- Record extracts
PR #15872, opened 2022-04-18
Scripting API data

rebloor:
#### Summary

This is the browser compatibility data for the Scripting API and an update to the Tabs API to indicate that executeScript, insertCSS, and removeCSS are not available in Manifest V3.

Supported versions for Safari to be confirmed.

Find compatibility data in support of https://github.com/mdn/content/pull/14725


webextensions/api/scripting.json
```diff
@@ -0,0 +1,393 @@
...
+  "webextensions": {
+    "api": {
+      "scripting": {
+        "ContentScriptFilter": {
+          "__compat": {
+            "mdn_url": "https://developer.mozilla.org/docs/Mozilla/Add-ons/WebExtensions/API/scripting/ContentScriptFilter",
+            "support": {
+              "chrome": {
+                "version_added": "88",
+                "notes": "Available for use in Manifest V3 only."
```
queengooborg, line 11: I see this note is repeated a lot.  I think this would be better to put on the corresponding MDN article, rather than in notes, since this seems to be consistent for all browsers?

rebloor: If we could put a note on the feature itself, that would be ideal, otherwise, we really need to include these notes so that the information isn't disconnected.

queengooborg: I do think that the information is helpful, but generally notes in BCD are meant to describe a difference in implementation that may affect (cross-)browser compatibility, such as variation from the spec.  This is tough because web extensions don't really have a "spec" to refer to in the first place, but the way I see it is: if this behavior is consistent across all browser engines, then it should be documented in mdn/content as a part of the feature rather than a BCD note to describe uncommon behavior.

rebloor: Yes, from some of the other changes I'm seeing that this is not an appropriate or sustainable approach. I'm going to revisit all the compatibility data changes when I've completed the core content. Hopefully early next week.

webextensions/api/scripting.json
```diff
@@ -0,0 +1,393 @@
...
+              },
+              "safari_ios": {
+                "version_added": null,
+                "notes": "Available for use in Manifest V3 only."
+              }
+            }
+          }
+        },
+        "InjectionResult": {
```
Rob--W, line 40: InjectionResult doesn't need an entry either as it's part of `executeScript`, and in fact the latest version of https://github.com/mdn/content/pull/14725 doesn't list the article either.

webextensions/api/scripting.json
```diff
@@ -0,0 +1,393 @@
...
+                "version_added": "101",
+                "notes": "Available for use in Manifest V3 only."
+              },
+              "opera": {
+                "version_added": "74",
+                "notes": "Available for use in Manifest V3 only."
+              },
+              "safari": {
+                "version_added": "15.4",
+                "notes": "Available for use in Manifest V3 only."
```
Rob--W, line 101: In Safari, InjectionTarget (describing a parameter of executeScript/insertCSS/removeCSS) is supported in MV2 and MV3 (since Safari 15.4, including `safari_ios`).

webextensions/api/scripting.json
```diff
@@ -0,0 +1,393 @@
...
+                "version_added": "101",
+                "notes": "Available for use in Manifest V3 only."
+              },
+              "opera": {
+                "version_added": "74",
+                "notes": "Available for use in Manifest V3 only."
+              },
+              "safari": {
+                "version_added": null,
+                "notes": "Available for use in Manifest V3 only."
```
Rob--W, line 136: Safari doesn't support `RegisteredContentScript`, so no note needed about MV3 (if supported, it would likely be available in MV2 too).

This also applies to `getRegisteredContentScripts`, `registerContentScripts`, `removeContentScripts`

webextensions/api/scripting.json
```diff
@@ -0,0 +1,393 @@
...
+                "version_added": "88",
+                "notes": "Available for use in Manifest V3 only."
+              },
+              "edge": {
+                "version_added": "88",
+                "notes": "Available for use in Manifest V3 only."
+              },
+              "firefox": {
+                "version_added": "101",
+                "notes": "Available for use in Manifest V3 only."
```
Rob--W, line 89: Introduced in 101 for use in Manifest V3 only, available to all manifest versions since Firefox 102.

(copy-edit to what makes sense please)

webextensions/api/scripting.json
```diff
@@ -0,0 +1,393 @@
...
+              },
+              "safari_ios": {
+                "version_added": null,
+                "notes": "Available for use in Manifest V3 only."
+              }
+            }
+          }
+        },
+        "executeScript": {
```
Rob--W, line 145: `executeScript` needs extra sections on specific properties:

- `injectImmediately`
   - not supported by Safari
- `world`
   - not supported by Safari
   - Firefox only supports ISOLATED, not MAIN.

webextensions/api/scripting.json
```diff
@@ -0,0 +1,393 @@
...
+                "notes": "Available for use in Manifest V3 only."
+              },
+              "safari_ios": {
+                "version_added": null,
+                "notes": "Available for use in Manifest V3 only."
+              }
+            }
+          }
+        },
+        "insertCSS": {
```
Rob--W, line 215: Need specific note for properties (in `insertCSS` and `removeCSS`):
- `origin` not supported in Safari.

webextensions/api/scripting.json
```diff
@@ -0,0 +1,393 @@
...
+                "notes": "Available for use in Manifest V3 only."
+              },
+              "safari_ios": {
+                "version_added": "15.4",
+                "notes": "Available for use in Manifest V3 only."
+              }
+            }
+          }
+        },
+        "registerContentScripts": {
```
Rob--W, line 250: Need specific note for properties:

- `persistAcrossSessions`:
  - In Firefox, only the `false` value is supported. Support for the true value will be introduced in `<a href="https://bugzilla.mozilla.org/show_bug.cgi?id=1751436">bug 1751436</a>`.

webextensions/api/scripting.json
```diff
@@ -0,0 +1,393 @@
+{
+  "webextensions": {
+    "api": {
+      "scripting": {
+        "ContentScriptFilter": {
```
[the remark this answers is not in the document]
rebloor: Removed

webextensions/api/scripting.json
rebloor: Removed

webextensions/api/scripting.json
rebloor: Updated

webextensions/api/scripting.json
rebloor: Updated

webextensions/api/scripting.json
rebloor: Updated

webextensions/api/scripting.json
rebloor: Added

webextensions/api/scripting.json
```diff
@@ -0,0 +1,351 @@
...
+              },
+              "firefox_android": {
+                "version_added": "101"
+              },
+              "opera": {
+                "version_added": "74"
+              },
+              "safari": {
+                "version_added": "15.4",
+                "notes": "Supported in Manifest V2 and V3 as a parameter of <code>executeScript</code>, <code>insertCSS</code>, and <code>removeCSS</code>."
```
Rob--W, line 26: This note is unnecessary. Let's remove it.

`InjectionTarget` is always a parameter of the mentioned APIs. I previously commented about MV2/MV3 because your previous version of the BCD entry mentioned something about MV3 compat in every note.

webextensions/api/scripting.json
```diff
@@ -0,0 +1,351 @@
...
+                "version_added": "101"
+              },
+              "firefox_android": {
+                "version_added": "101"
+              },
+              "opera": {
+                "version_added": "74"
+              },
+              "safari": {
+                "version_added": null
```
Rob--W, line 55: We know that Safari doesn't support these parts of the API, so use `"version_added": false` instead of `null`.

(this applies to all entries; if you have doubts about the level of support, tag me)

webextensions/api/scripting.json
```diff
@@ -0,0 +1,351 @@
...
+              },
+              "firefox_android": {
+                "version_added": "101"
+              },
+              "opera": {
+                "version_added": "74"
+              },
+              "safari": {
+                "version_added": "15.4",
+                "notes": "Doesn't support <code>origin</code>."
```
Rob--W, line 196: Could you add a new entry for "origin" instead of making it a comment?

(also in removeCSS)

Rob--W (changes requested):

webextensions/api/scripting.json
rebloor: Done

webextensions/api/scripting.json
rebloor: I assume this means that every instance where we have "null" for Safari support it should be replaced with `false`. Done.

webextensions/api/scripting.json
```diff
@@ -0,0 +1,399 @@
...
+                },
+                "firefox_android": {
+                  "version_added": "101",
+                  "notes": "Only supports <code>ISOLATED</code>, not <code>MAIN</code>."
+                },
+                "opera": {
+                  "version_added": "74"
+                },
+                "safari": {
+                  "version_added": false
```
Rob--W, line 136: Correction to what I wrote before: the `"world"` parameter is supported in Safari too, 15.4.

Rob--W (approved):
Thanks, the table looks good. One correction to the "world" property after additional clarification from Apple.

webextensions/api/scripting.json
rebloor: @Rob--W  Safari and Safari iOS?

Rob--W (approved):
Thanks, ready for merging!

- How to complete this task
Show all lines in the preceding material that have "information" in them.

- Response area
rebloor: If we could put a note on the feature itself, that would be ideal, otherwise, we really need to include these notes so that the information isn't disconnected.
queengooborg: I do think that the information is helpful, but generally notes in BCD are meant to describe a difference in implementation that may affect (cross-)browser compatibility, such as variation from the spec.  This is tough because web extensions don't really have a "spec" to refer to in the first place, but the way I see it is: if this behavior is consistent across all browser engines, then it should be documented in mdn/content as a part of the feature rather than a BCD note to describe uncommon behavior.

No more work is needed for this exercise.